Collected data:
- Opening Delimiter -
PR #398, opened 2022-08-13
Close accounts tab with the finish button in firefox

smelnikov:
The firefox security policy does not allow a `window.close()` if it is not opened by a script

### DIFF
--- a/src/lib/tabsManager.ts
+++ b/src/lib/tabsManager.ts
@@ -40,4 +40,13 @@ export class TabsManager {
       })
     );
   }
+
+  async closeCurrentTab() {
+    extension.tabs.query(
+      { active: true, lastFocusedWindow: true },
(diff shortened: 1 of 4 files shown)


src/lib/tabsManager.ts
```diff
@@ -40,4 +40,13 @@ export class TabsManager {
       })
     );
   }
+
+  async closeCurrentTab() {
+    extension.tabs.query(
```
faergeek, line 45: Let's use promises instead of callbacks

faergeek (changes requested):

faergeek (approved):

src/lib/tabsManager.ts
smelnikov: Manifest v2 does not support promises.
- Closing Delimiter -
ABOUT THIS EXERCISE
Each line of the data above is to be duplicated exactly.

TASK RESPONSE
PR #398, opened 2022-08-13
Close accounts tab with the finish button in firefox

smelnikov:
The firefox security policy does not allow a `window.close()` if it is not opened by a script

### DIFF
--- a/src/lib/tabsManager.ts
+++ b/src/lib/tabsManager.ts
@@ -40,4 +40,13 @@ export class TabsManager {
       })
     );
   }
+
+  async closeCurrentTab() {
+    extension.tabs.query(
+      { active: true, lastFocusedWindow: true },
(diff shortened: 1 of 4 files shown)


src/lib/tabsManager.ts
```diff
@@ -40,4 +40,13 @@ export class TabsManager {
       })
     );
   }
+
+  async closeCurrentTab() {
+    extension.tabs.query(
```
faergeek, line 45: Let's use promises instead of callbacks

faergeek (changes requested):

faergeek (approved):

src/lib/tabsManager.ts
smelnikov: Manifest v2 does not support promises.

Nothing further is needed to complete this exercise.